Get your speakers up high, pointing DOWN at the audience, to reduce bounce back from the walls

If you can get drapes that you can hang around (commando 16 works great) it can make a big difference.

Lastly believe it or not if you can just borrow plastic wrapped bales of fiberglass insulation, and leave them all wrapped up and just stack them in the corners and in a few columns along a side wall it will help. Sometimes your local home improvement center will loan it to you, since you don't have to open them at all

Lastly, if you do this all the time, we on occasion use a series of curved panels that we hang from the ceiling, to reduce the reflections from the high areas of the gym, and keep the sound directed down to audience, sort of like a big band shell.

Sharyn


----------



## stjc15 (Dec 17, 2006)

I know that the room is a problem. I think the problem is a little of both. We are using the older PV SP-3's and I recently had to replace the woofers in them because one of them had been damaged. I figured a basketball or something hit it. Now that that problem is fixed, I am working on the sound. I am going to be talking to a company in our area to see if they will donate some sound baffling materials to the school to use in the gym. I will see if I can get the speakers to be pointed down a little. They aren't right now.


----------



## SHARYNF (Dec 17, 2006)

Think of the speakers like lights, the need to point and shine where you want the sound, NOT around the rest of the gym. I have seen endless setups where the speakers are just pointed out at the audience, the problem is the sound goes over their heads, bounces off the walls especially the back wall. Get the up high pointing down on the audience, then the sound absorption of the people will make a difference.

Sharyn


----------



## TomyN (Jan 18, 2007)

Hi,

in order to come back to the initial posting. In my experience the common RTA/pink noise measurement fails if the room is reverband or otherwise critical.
This happens because an RTA just averages over a longer period of time (which must be done to get stable results), but human hearing uses time to decide what sound is 'good' (which is the sound arriving first) and which is 'bad' (which is the sound arriving later). Because an RTA is 'timeblind' it can not decide which sound is good and which is bad. 
There are a lot of useful aplication for RTA, like ringing out or checking frequency content of a signal or detect feedback, but it is not 'state of the art' for equing a speaker room combination. 
Nowerdays I suggest a pc based system, like smaart(R) sim(R) or SATlive as the tool to use for speaker/room equing.
Nevertheless you must know what you're doing.

Be blessed

Tomy


----------



## jkowtko (Jan 20, 2007)

I also have a bit of a feedback problem in our little community theater. We hung the center cluster (for the first time ever) this past summer, and while it sounds pretty good in conjunction with the left and right wings (which I also just hung) it's about 10 feet back from the front of the circular stage front and we do get feedback from the actor's mikes from time to time. The "better" actors with louder, more level voices come out fine, it's the actors with the weaker voices that I have problems with. Currently without spectrum analyzer (RTA?) or EQ my only resource has been to pull down the center cluster volume momentarily as needed to squash the feedback, and live with lower-than-required mic volumes for these actors.

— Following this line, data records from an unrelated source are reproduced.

PR #828, opened 2022-08-23
fix: show message after removing conversation member (AR-2038)

Garzas:
----

- The **PR Title**

- The **PR Description**
----

# What's new in this PR?

### Issues

Message is only showed when user leaves conversation, but not where we are removing other user from conversation

### Solutions

Disable checking if selfUser left conversation


gongracr (approved):
It seems backend also doesn't forward these kind of events via the websocket.

Strange enough, seems that the same error happens when the self user is the one adding other users in a group where he is admin. If you could also add it we would kill 2 🐦 with 1 🗿 here but I also understand that falls a bit out of the scope of this PR. 

Good catch in any case 🦅

typfel:
I don't have the full context but generally the backend doesn't forward events on the websocket for the client which performs an action. The client performing the action expected to update his/her local state from the response of the action he/her performed. 

NOTE:  that the event will be returned from the /notifications on the next incremental sync though.

gongracr:
so @typfel you are saying that if we create the event id "on the fly", on next incremental sync we will observe that event duplicated as they will have different ids?

typfel:
> so @typfel you are saying that if we create the event id "on the fly", on next incremental sync we will observe that event duplicated as they will have different ids?

Yes, generally there needs to be some filter in place depending on context. For example:  insert system message for user being removed unless user has already been removed from the group.

MohamadJaara (approved):

PR #857, opened 2022-08-31
feat: unread mentions count [AR-2278]

saleniuk:
----

- The **PR Title**

- The **PR Description**
----

# What's new in this PR?

### Issues

To make unread message badges work well with different types of muting conversations, we need to have the option to observe not only unread messages count, but also unread mentions count. The problem is that we only use very simplified way of checking if the message contains mentions (checking if the text of the message contains the username or handle) which works for notifications but in order to count messages containing mentions it's better to create a desired db query rather than take all messages and check their contents one by one.

### Solutions

Created new table to store message mentions which are taken from the proto of `Text` message type. Implemented a query to count unread messages with mentions and added as a field in `Conversation`. Changed the way such values are taken to make sure Flows are used and we can observe changes .

#### Test Coverage (Optional)

----
##### References

### DIFF
--- a/logic/src/commonMain/kotlin/com/wire/kalium/logic/data/conversation/ConversationRepository.kt
+++ b/logic/src/commonMain/kotlin/com/wire/kalium/logic/data/conversation/ConversationRepository.kt
@@ -11,6 +11,7 @@ import com.wire.kalium.logic.data.id.QualifiedID
 import com.wire.kalium.logic.data.id.TeamId
 import com.wire.kalium.logic.data.message.Message
 import com.wire.kalium.logic.data.message.MessageMapper
+import com.wire.kalium.logic.data.user.SelfUser
 import com.wire.kalium.logic.data.user.UserId
 import com.wire.kalium.logic.data.user.UserRepository
 import com.wire.kalium.logic.di.MapperProvider
@@ -20,6 +21,7 @@ import com.wire.kalium.logic.functional.fold
 import com.wire.kalium.logic.functional.isLeft
 import com.wire.kalium.logic.functional.isRight
 import com.wire.kalium.logic.functional.map
+import com.wire.kalium.logic.functional.mapRight
 import com.wire.kalium.logic.functional.onFailure
 import com.wire.kalium.logic.functional.onSuccess
 import com.wire.kalium.logic.kaliumLogger
@@ -40,6 +42,7 @@ import com.wire.kalium.persistence.dao.QualifiedIDEntity
 import com.wire.kalium.persistence.dao.message.MessageDAO
 import kotlinx.coroutines.ExperimentalCoroutinesApi
 import kotlinx.coroutines.flow.Flow
+import kotlinx.coroutines.flow.combine
 import kotlinx.coroutines.flow.filterNotNull
 import kotlinx.coroutines.flow.first
 import kotlinx.coroutines.flow.flatMapLatest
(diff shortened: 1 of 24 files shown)


logic/src/commonMain/kotlin/com/wire/kalium/logic/data/conversation/ConversationRepository.kt
```diff
@@ -278,64 +280,89 @@ class ConversationDataSource(
...
+                    }
+                )
+            }
+    }
+
+    private suspend fun observeUnreadMessageCount(conversation: Conversation): Flow<Long> {
+        return if (conversation.supportsUnreadMessageCount && hasNewMessages(conversation)) {
+            messageDAO.observeUnreadMessageCount(idMapper.toDaoModel(conversation.id))
+        } else {
+            flowOf(0L)
```
typfel, line 357: If a conversation as no new messages we return `flowOf(0L)`, what happens when a new message arrives in that conversation? Will we re-start the observation then or am I missing the context of where this is used?

logic/src/commonMain/kotlin/com/wire/kalium/logic/data/message/MessageMention.kt
```diff
@@ -0,0 +1,50 @@
...
+
+import com.wire.kalium.logic.data.id.IdMapper
+import com.wire.kalium.logic.data.user.UserId
+import com.wire.kalium.persistence.dao.message.MessageEntity
+import com.wire.kalium.protobuf.messages.Mention
+
+data class MessageMention(
+    val start: Int,
+    val length: Int,
+    val userId: UserId?
```
typfel, line 11: Why is the `userId` optional? Because the qualified ID on the proto mention is optional and we don't deal with the fallback to the unqualified ID?

persistence/src/commonMain/db_user/com/wire/kalium/persistence/Conversations.sq
```diff
@@ -126,4 +126,4 @@ isUserMember:
 SELECT user FROM Member WHERE conversation = ? AND user = ?;
 
 whoDeletedMeInConversation:
-SELECT sender_user_id FROM Message WHERE id IN (SELECT message_id FROM MessageMemberChangeContent WHERE conversation_id = :conversation_id AND member_change_type = "REMOVED" AND member_change_list LIKE :self_user_id) ORDER BY DateTime(date) DESC LIMIT 1;
+SELECT sender_user_id FROM Message WHERE id IN (SELECT message_id FROM MessageMemberChangeContent WHERE conversation_id = :conversation_id AND member_change_type = "REMOVED" AND member_change_list LIKE ('%' || :self_user_id || '%')) ORDER BY DateTime(date) DESC LIMIT 1;
```
typfel, line 129: Is this related to the mention changes?

typfel (changes requested):
💯

persistence/src/commonMain/db_user/com/wire/kalium/persistence/Conversations.sq
saleniuk: No, but while working on sql query for mentions I found out that this one isn't fully correct and won't work for system messages containing more than one user so I fixed that in the meantime. 😄

logic/src/commonMain/kotlin/com/wire/kalium/logic/data/message/MessageMention.kt
saleniuk: According to the [doc](https://wearezeta.atlassian.net/wiki/spaces/ENGINEERIN/pages/157319329/Use+case+receive+and+display+mentions):
>The user_id field is optional, because in future we might support mentions to everyone. At the moment though it should contain a user ID.

So for now, we only handle direct mentions thus we ignore the ones that doesn't have userId, but we still keep them for the future.

logic/src/commonMain/kotlin/com/wire/kalium/logic/data/conversation/ConversationRepository.kt
saleniuk: You're right, it won't work without a proper combination with `flatMap`, so I removed `hasNewMessages(conversation)`, this way it will always observe directly the DAO, the `if` with `conversation.supportsUnreadMessageCount` can stay because the type of the conversation can't be changed.

logic/src/commonMain/kotlin/com/wire/kalium/logic/data/message/MessageMention.kt
typfel: Ok I see, I would suggest that we filter out null userIds at the DAO level though so that the logic level can assume that we always have a user IDs.

saleniuk: Ok 👍

typfel (approved):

The reigning suggestion seems to be to balance the mic not the room. So I would want an RTA that I can move between input channels during a show to see how each input is balancing and where feedback problems are occuring. Then I need a good EQ for the output ....

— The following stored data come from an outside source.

PR #859, opened 2022-09-01
fix: join a call with video enabled by default

ohassine:
----

- The **PR Title**

- The **PR Description**
----

# What's new in this PR?

### Issues

When you end a call and you camera is on at that time, next time you join the call you will join with camera on

### Solutions

We need to set camera state to false when ending the call

Needs releases with:

#### Test Coverage (Optional)

#### How to Test

1. In a group call turn on your camera and then end the call
2. join the same call again, you should join with camera off

### Notes (Optional)

### Attachments (Optional)

----

----

----
##### References

### DIFF
--- a/logic/src/commonMain/kotlin/com/wire/kalium/logic/feature/call/usecase/EndCallUseCase.kt
+++ b/logic/src/commonMain/kotlin/com/wire/kalium/logic/feature/call/usecase/EndCallUseCase.kt
@@ -1,5 +1,6 @@
 package com.wire.kalium.logic.feature.call.usecase
 
+import com.wire.kalium.logic.data.call.CallRepository
 import com.wire.kalium.logic.data.id.ConversationId
 import com.wire.kalium.logic.feature.call.CallManager
 import com.wire.kalium.util.KaliumDispatcher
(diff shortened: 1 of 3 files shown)


MohamadJaara (approved):
LGTM 🚀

Fyi, I'm using a Mackie CFX-20 ... analog, 20 input channels, 12-16 live mics.

Questions:

1) RTA: any suggestions on what software (I will be able to get a PC if needed) or hardware to use for a spectrum analyzer? Preferably one that I can easily move between channels, or set up to several direct outs (we have inserts that can be used for this) or sub or aux outs, so I can quickly switch my monitoring between channels during the performance as needed?

2) EQ: For the output, do I plan to EQ the individual channels (we have 20), or the sub-outs to the speakers? I have four main house outputs (left, center, right, rears) so if the EQs work in channel pairs then presumably I would need two units.

Thanks. John


----------



## TomyN (Jan 20, 2007)

Hi,

are you satisfied with the sound of the vocals, and there is just a feedback problem, or is the sound not what you exspect?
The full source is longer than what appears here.